New York doormen avert strike

NEW YORK – The city’s doormen reached a tentative agreement with building owners early today, avoiding a walkout that could have forced tens of thousands of apartment dwellers to take out their own trash and carry their own groceries.

Health care and wages had been two major issues in the negotiations, which were extended beyond a 12:01 a.m. deadline today.
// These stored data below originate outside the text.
Issue #47, opened 2019-12-10
[docs] Document openwisp-utils-qa-check


nemesisdesign:
Add the description of `checkendline` and `openwisp-utils-qa-check` to the README, in a similar way to how the other quality assurance scripts are documented.

TPath123:
Unlike the other individual QA checks, `checkendline` does not seem to be a command-line tool (https://github.com/openwisp/openwisp-utils/blob/master/setup.py#L35) nor is it in the [qa.py](https://github.com/openwisp/openwisp-utils/blob/master/openwisp_utils/qa.py) file

It only appears in the main `openwisp-utils-qa-check` file as a check, is this what you want me to document?

nemesisdesign:
@TPath123 you're right, the point of the issue is that we need to document the features and usage of `openwisp-utils-qa-check`, which has been introduced without being documented. 
A bit of documentation has just been added in #60, but we need to add a general description of what it does, its purpose, its features.

PR #60, opened 2019-12-21
[ci] Add support for multiple check migrations

### LINKED ISSUE #52: [ci] Improve checkmigrations in openwisp-utils-qa-checks
For now, checkmigrations in the new `openwisp-utils-qa-checks` common CI script is supported only for **one migration path and one migration-to-ignore**.
In some repo (like [django-ipam](https://github.com/openwisp/django-ipam), [django-loci](https://github.com/openwisp/django-loci), and more) it's required to check on **two migration-path**.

Under the deal, which must be ratified by union members, the workers will not have to make health care premium contributions, union bosses said.

Union President Mike Fishman expressed satisfaction with the deal.
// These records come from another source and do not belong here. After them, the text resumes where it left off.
PR #353, opened 2024-03-19
Update _index.adoc

KolusionWhatever:


KolusionWhatever:
What year did the third edition of the handbook come out? It needs updating in the heading.

KolusionWhatever:
And also, is the fourth edition the latest edition? And is it still relevant to even mention these older editions? It seems more like history than actual practical instructions. I think its better to keep documentation is minimal as possible because it makes it easier to navigate and less mental work. So I'm thinking cutout the older sections about history.

KolusionWhatever:
Knowing the year the fourth edition came out is also needed for the heading if following the scheme of including the year in the headings.

Personally, I feel it is pointless including the year in the heading as it doesn't serve any purpose, the same way I feel the first, second and third edition sections don't actually serve the user any purpose as they are irrelevant to the currently supported versions of FreeBSD which this documented is intended to cover.

PR #355, opened 2024-03-19
Update _index.adoc

KolusionWhatever:
Changed to exact package names for consistency throughout the document. Different names could confuse people.


KolusionWhatever:
"x11/mate" is under the section "Package", but "x11/mate" is equivalent to 'Port section/package', like described here:

https://ports.freebsd.org/cgi/ports.cgi


So that isn't logical.

PR #360, opened 2024-03-25
handbook/wine: add Mizuma's source code URL, and small typos

rilysh:
1. It's particularly interesting to know what games/apps are currently "supported" through Mizuma, so it's a good idea to link the source code URL (winetricks source code URL is also already mentioned.)
2. Remove the word "some" from the synopsis. It's ambiguous to know the meaning of "some" here, whereas Wine is intended (and does support) a wide range of Windows applications out of the box.
3. Use the word GitHub instead Github (ignorable).
4. Also edit the Arch Wiki URL (it redirects to that new URL from the previous one) (forgot to mention in the commit).

### DIFF
--- a/documentation/content/en/books/handbook/wine/_index.adoc
+++ b/documentation/content/en/books/handbook/wine/_index.adoc
@@ -52,7 +52,7 @@ endif::[]
 == Synopsis
 
 https://www.winehq.org/[WINE], which stands for Wine Is Not an Emulator, is technically a software translation layer.
-It enables to install and run some software written for Windows(R) on FreeBSD (and other) systems.
+It enables to install and run software written for Windows(R) on FreeBSD (and other) systems.
 
 It operates by intercepting system calls, or requests from the software to the operating system, and translating them from Windows(R) calls to calls that FreeBSD understands.
 It will also translate any responses as needed into what the Windows(R) software is expecting.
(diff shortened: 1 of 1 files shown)


sergio-carlavilla:
Thanks for the changes. I'll make the commit this night.

rilysh:
Friendly reminder, ping.

concussious (approved):

documentation/content/en/books/handbook/wine/_index.adoc
```diff
@@ -52,7 +52,7 @@ endif::[]
 == Synopsis
 
 https://www.winehq.org/[WINE], which stands for Wine Is Not an Emulator, is technically a software translation layer.
-It enables to install and run some software written for Windows(R) on FreeBSD (and other) systems.
+It enables to install and run software written for Windows(R) on FreeBSD (and other) systems.
```
kaduk, line 55: I fixed this with a follow-up commit since it was a preexisting issue unaffected by your edit, but "enables" is a transitive verb that needs a direct object, like "it enable users to install and run software" ... but "users" is pretty vague in this context so I went with an alternative verb that is intransitive.

documentation/content/en/books/handbook/wine/_index.adoc
```diff
@@ -556,7 +556,7 @@ image::winetricks-uninstall-3.png[]
 [[homura]]
 === Mizutamari
 
-Mizutamari is an application similar to `winetricks`, although it was inspired by the https://lutris.net/[Lutris] gaming system for Linux.
+https://codeberg.org/Alexander88207/Mizutamari[Mizutamari] is an application similar to `winetricks`, although it was inspired by the https://lutris.net/[Lutris] gaming system for Linux.
```
kaduk, line 559: It's also available in the ports collection as games/mizuma, but the link to its homepage seems more appropriate than the ports collection entry, for this purpose, so I left it alone.

kaduk (approved):
This is committed to main now, as 224f316cbd8de2669856ae298778853d45c693cc.
So we should close the PR.

bsdimp:
This is committed.

documentation/content/en/books/handbook/wine/_index.adoc
rilysh: Thanks for the update!

PR #363, opened 2024-03-29
status: 2024q1: FreshPorts: #history (link), longevity

grahamperrin:
```text
#history – not #packages – shows history.

Over 23 years since FreshPorts started.
```


grahamperrin:
Glancing at the three headings, their levels, and content: 

image

– should the first heading be simply _FreshPorts_?

@dvl

lsalvadore:
Merged, thanks.

I have kept the headers as they are. If the report author contacts us to change them I will make the change.

PR #371, opened 2024-04-13
fix jexec example

nt1:
Correct the usage of `service` in the jexec example.


kaduk:
It looks like this issue got resolved by maxim in commit 6ab40f7aa6c1b6c15f94eca491bbb4357935dfdf which was marked as fixing https://bugs.freebsd.org/bugzilla/show_bug.cgi?id=278341 but did not notice this PR.
Thank you for the submission!

bsdimp:
Closed per submitter request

“We’ve achieved what we wanted to achieve,” he said. “We’ve made compromises, but we think it’s a good agreement for all of us.”

Fishman said it would take at least three weeks for the contract to be voted on by union members.

The 3,000 buildings, most of them in Manhattan, had been making plans to deal with a strike. They were hiring security personnel and issuing identification tags to residents, who agreed to pitch in by working garbage, mail and cleaning duty.

The threat of a strike had come from a union that represents 28,000 doormen, porters, elevator operators and superintendents.

Doorman Arthur “Butch” Souffront, 40, who works at an Upper West Side building where a one-bedroom apartment can rent for about $3,500 a month, said he has to moonlight as a locksmith to support his wife and two girls.

“The rents they’re getting today and they can’t help us?” he said.

The last doorman strike in New York City was in 1991, when the union walked off the job for 12 days.

Complaining of rising energy and health care costs, the building owners, represented by the Realty Advisory Board, proposed a wage freeze for the first year of the three-year contract. They also proposed contributions for health insurance of about $1,400 a year per worker, and a switch to 401(k) plans from traditional pensions.

The Service Employees International Union scoffed at the owners’ economic concerns, pointing to a booming New York real estate market. The workers sought a 3.5 percent to 4 percent cost-of-living increase and no health insurance contribution.